It is estimated that millions of miniature plastic containers, used by hotels to dispense shampoo and conditioner, end up in landfills every year. Millions of these mini containers are discarded in South Africa every year. These miniature bottles could remain in landfills for hundreds of years, taking up valuable space and having a detrimental effect on the environment, if they are not recycled.
An announcement by InterContinental Hotels Group that they will be replacing mini shampoos and conditioners with potentially more efficient alternatives by 2021 sparked some hope for the planet. The InterContinental announcement was followed by Marriott Hotels, who pledged to stop the use of mini toiletries by 2020.
Big savings for hotel groups doing away with mini shampoo bottles
InterContinental Hotels Group has stated that replacing miniature bathroom items will allow them to “significantly reduce our waste footprint and environmental impact” at their hotel chains, which include InterContinental, Holiday Inn and Crowne Plaza.
With 5600 hotels in their portfolio, InterContinental Hotels Group can save up to US$11-million (~R165-million) annually by doing away with mini shampoo bottles and toiletries. Additionally, studies conducted at MIT and other institutions have indicated that evaluations of a product’s impact on the environment can mislead consumers if economists don’t take the entire supply chain management process into account. The cost and the environmental impacts of producing, transporting, installing and maintaining these miniature bottles are also unclear at this point.
Public relations exercises with no real benefit to the environment
Environmental activists should remain cautiously optimistic for now.
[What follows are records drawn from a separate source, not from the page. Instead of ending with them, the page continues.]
Issue #137, opened 2016-02-25
smooth lighting


makc:
I am sure [you are aware](https://github.com/Spiritdude/OpenJSCAD.org/blob/adc37e44a6df1074581983a22be9f21cdc072ade/openjscad.js#L507) of smooth lighting problems. Well, I have been fixing them in the project that is basically private fork of your code. Although I cannot just copy the code over here, I can describe what I did. 1st, you have the bug [here](https://github.com/Spiritdude/OpenJSCAD.org/blob/adc37e44a6df1074581983a22be9f21cdc072ade/openjscad.js#L527) - it should check the color against colors[vertexindex], or else colors are interpolated. 2nd, you want to add different colors to CSG primitives' surfaces (such as cylinder top, bottom and side), and 3rd you want to make sure these colors are never the same, e g [here](https://github.com/Spiritdude/OpenJSCAD.org/blob/adc37e44a6df1074581983a22be9f21cdc072ade/openscad.js#L344) you set the same color for the whole surface, and that effectively merges all cut surfaces. I hacked around it by re-using existing "shared"-s on polygons, but you need to think of better solution to all this, and then you will have this kind of shading:

![screen shot 2016-02-24 at 23 54 20](https://cloud.githubusercontent.com/assets/242577/13330765/a37436ee-dbfa-11e5-9761-b778ede3629b.png)

z3dev:
I wasn't aware of this as all. Interesting... The choice to use smoothing or not should be an Viewer.option as well.

We would love to have the bug fixes at least. Can you create a pull request for your changes? Please use the DEV branch when creating the pull request.

kaosat-dev:
this is going to be added to the new version of the 3d viewer , coming soon

z3dev:
Smooth lighting is the default for V2 rendering. Closing this issue.

PR #138, opened 2016-02-26
stop color interpolation with smooth lighting on

makc:
Ah what a hell. The color spill bug fix referenced in #137

### DIFF
--- a/openjscad.js
+++ b/openjscad.js
@@ -523,8 +523,13 @@ OpenJsCad.Viewer.csgToMeshes = function(initial_csg) {
 
     var indices = polygon.vertices.map(function(vertex) {
       var vertextag = vertex.getTag();
-      var vertexindex;
-      if(smoothlighting && (vertextag in vertexTag2Index)) {
+      var vertexindex = vertexTag2Index[vertextag];
+      var prevcolor = colors[vertexindex];
+      if(smoothlighting && (vertextag in vertexTag2Index) &&
+        (prevcolor[0] == color[0]) &&
+        (prevcolor[1] == color[1]) &&
+        (prevcolor[2] == color[2])
+      ) {
         vertexindex = vertexTag2Index[vertextag];
       } else {
         vertexindex = vertices.length;


makc:
That's what I did, but perhaps proper solution would be to compare polygon.shared

z3dev:
@makc thanks
The smoothing of rendered objects is interesting.
I tried the changes and viewed some of the examples. Some turned out very nice, like the Spring example. While others turned out a little strange, like edges on cubes or flat faces.
It seems to me that smoothing could be beneficial for different applications, i.e. those with different requirements for viewing objects. Why are you using smoothing?
Although not perfect, I think that the changes improve this little know feature.

makc:
> While others turned out a little strange, like edges on cubes or flat faces

this PR only fixes colors leaking into unrelated faces. in order for the cube to look as expected, its faces need to have different colors (I used colors that differ by 1e-4 so that actual color looks the same).

makc:
> Why are you using smoothing?

I do not actually use smoothing, I used matcap materials:

screen shot 2016-02-25 at 14 09 46
screen shot 2016-02-25 at 17 27 59
screen shot 2016-02-25 at 17 43 07
screen shot 2016-02-25 at 17 43 33

but this is the client request, they were not happy with flat look it had.

z3dev:
Thanks for all this very useful information.

How did you incorporate the matcap lighting into the openjscad.js library? That would be a very interesting addition to OpenJSCAD.org. You could introduce this to the OpenJSCAD.org community, and see if anyone has interest.

I do!

Making OpenJSCAD.org more useful and flexible to others is a major goal of mine.

makc:
once you have smoothing shading fixed, you can swap the shader to whatever you want... including matcap ) you can find reference implementation [here](https://www.clicktorelease.com/blog/creating-spherical-environment-mapping-shader), although it is somewhat broken, too, if you look at the edges, for example, and relies on undefined behavior of pow.

z3dev:
I'm closing this pull request as the changes have been incorporated and tested in the 0.5.1

Thanks again!

PR #155, opened 2016-05-28
AMF Parsing and Conversion based on SAX XML

z3dev:
Here's the new version of the AMF parsing, found in js/jscad-parseAMF.js

Of course, there were some changes to the other scripts to use this properly. And some simplification of the CLI script as well.

Thanks for the nice code base which provided the base logic for the conversion to JSCAD.

New Features:
1) Support for multiple objects
2) Support for color on triangles, objects, etc.
3) Support for scaling based on 'unit' of AMF, e.g. inch, meter, etc.

To Be Done:
1) Support for color interpolation on vertices
2) Support for compressed AMF files (ZIP compression)


ObDest:
FYI, ‘AMF’ here appears to refer to https://en.wikipedia.org/wiki/Action_Message_Format (‘Action Message Format (AMF) is a binary format used to serialize object graphs such as ActionScript objects and XML, or send messages between an Adobe Flash client and a remote service, usually a Flash Media Server or third party alternatives.’)

PR #156, opened 2016-06-16
Viewer rewrite

apla:
Hi!

I've started to merge development histories to make one very good codebase instead of three just good:
- https://github.com/joostn/OpenJsCad — joostn
- https://github.com/Spiritdude/OpenJSCAD.org — this
- https://github.com/matiasinsaurralde/atom-scad-preview — atom plugin to edit jscad files

This patch set separate viewer from openscad.js and now viewer supports both three.js and lightgl.js renderers.

Minor features:
- HiDPI display support


z3dev:
Cool! Thanks for these changes.

My preference would be to move all OpenJSCAD.js scripts into the js/ directory. So, the new scripts should be..
- js/openjscad.viewer.js
- js/openjscad.viewer.lightgl.js
This will help prepare OpenJSCAD.org for packaging by Browserify.

Also, when developing the Three.js viewer, please put the "libraries" into the js/lib/ directory. This will allow OpenJSCAD.org to run as a local application.

apla:
@z3dev I did it

z3dev:
Thanks.

We have a few changes which need testing and release. That release will be created first, then I'll merge these changes.

z3dev:
@apla 

Question... Why change the based class to support Atom? You broke the Viewer out to allow derivations. It seems to me that writing a derived "Atom" version of Viewer would be a better choice.

apla:
Closing in favor of #202

PR #171, opened 2016-09-04
Unbreak intersection() & difference() for CAGs.

fischman:
Only .setColor() in intersection() & difference() for non-CAGs.

A further improvement would implement CAG.setColor(), but that's not here.

To see the problem this fixes, observe this works:
`function main() { return union(circle(), circle().translate([1, 0, 0])); }`
but replacing `union` with `difference` or `intersection` errors out with:
`Error in line 353: Uncaught TypeError: a[i].setColor is not a function`
This patch removes this error and results in correct-looking intersection/difference.

### DIFF
--- a/openscad.js
+++ b/openscad.js
@@ -340,9 +340,13 @@ function union() {
 function difference() { 
    var o,i=0,a=arguments; 
    if(a[0].length) a = a[0]; 
-   for(o=a[i++]; i<a.length; i++) { 
-      o = o.subtract(a[i].setColor(1,1,0));     // -- color the cuts
-   } 
+   for(o=a[i++]; i<a.length; i++) {
+      if (a[i] instanceof CAG) {
+        o = o.subtract(a[i]);
+      } else {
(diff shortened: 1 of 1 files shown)


z3dev:
@fischman Thanks for the changes. I think these are fine.

However, I don't like hard coded "colors", scale, etc. I'm wondering if the "cut' color should be configurable. And as you suggested, both the "union" color and "intersection" color should be changeable. Some other people want to change the defaults for color and resolution as well. A "common" approach would be best.

fischman:
@z3dev your comments about configurable colors sound fine to me, but seem unrelated to the change proposed here (and I don't grok precisely what you're proposing so I can't implement it).  Since this PR fixes a blocking bug for me would you mind applying it as-is?

fischman:
Not sure why I thought this was blocking me before - I can work around the bug easily enough by using foo.subtract(bar) instead of difference(foo, bar), and so on.  Do with this patch what you like :)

Vague, future corporate commitments and false sustainability claims can be damaging. These announcements seem to, once again, be more like public relations exercises rather than authentic measures towards effective sustainability.
In his book, Balancing Green: When to Embrace Sustainability in a Business (And When Not To), Yossi Sheffi, a professor of engineering and the director of the MIT Center of Transportation and Logistics, argues that “announcements of these kinds distract us from legitimate – and more challenging – measures we need to put in place to avoid environmental catastrophe.”
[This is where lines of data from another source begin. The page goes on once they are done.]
PR #180, opened 2016-10-04
Camera fix

jallwine:
Decoupled zoom and viewpointZ and fixed touch/mouse events to properly shift the camera.


z3dev:
@jallwine thanks for the nice changes.

fyi, release 0.5.2 is in progress already, which includes testing. so, i'm not sure these changes will get into 0.5.2 or not.

just for a sanity check, did you test all the examples with these changes? that's the lint test for all changes.

jallwine:
Not all of them, just a couple of my own and the default example. I didn't touch anything that would be different for different examples. This change just makes sure the camera is rotating about the point you're looking at, whereas currently when you rotate you're always rotating about the origin.

jallwine:
You can see it in action here: http://www.allwinedesigns.com/blog/work-table

z3dev:
@jallwine Could you reapply your changes to the new restructured source code? It would be a great help, and allow testing to be completed.

jallwine:
Yeah, I'll do my best to find some time soon. I've been meaning to check out how everything was restructured.

PR #202, opened 2016-12-07
Viewer rewrite, second attempt

apla:
I see, this is quite hard task to understand what's really changed in viewer in my  previous pull request #156  and I've decided to make a proper changeset, corrected for current OpenJSCad.org version.

Here is the demo: https://apla.github.io/OpenJSCAD.org/side-by-side.html


kaosat-dev:
This is looking very good ! 
Thanks for the great work !
I checked out the code, and it seems good, all examples run fine for me on Chrome ,Firefox & Safari (Mac).
Can we merge it ?

PR #210, opened 2016-12-31
Fix for echo() function

kaosat-dev:
This adds back/ fixes the 'echo' feature and adds a simple cli test (for now) to test it


z3dev:
The changes for echo() look fine.
FYI, if echo() is decommissioned then some of the examples need to be updated.

PR #211, opened 2017-01-01
Modeling tests & superficial code cleanup

kaosat-dev:
Ready for MERGE !
This PR adds unit tests for all the functional modeling helpers, so that we have a good , tested baseline to expand things from.

- [x] 2d primitives
- [x] 3d primitives
- [x] extrusion ops
- [x] boolean ops
- [x] transformation ops
- [x] colors 
- [x] maths 
- [x] text 

To run all the test (including the already passing ones for the CLI & module) type `npm test`
or `npm t`

Non passing tests are there for a reason:
- unexpected behaviour 
- weird api issues 
- this PR is not meant to fix issues, just to add the tests highlighting them :)
unless I got something really wrong :)

PR #212, opened 2017-01-07
Node x3d support

kaosat-dev:
This PR adds node.js support to export to X3D (you should be happy about this one @mtippett :)

- [x]  x3d export works in browser and node (tested)
- [x]  added unit test as part of src/module.test.js

IMPORTANT : please merge this PR after #211


z3dev:
Why DOM? Why not reuse the SAX library? Just wondering...

kaosat-dev:
SAX is just a parser , not a writer, and I used `xmldom` because it is the same api as in the browser ☺

PR #217, opened 2017-01-17
Updated & fix integration of openscad-openjscad translator

kaosat-dev:
This PR :
- fixes the issues with the translator and our new infrastructure.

Net reduction in discarded plastic could be minimal
It is important to note that the net reduction in discarded plastic could be minimal at best – if the shampoo bottles are filled from larger single-use plastic containers. Replacing miniature toiletries might reduce waste a bit. However, transitioning to bulk items instead will hardly impact the volumes of plastic waste polluting our planet’s rivers and oceans.
A more effective way for hotels to contribute to a green economy and environmental sustainability would be to restrict the use of energy-consuming air conditioners. Some hotels have started to charge customers for not reusing their towels. Measures such as these could boost the environmental benefits of the hospitality industry. However, removing miniature shampoo bottles is a start, at least.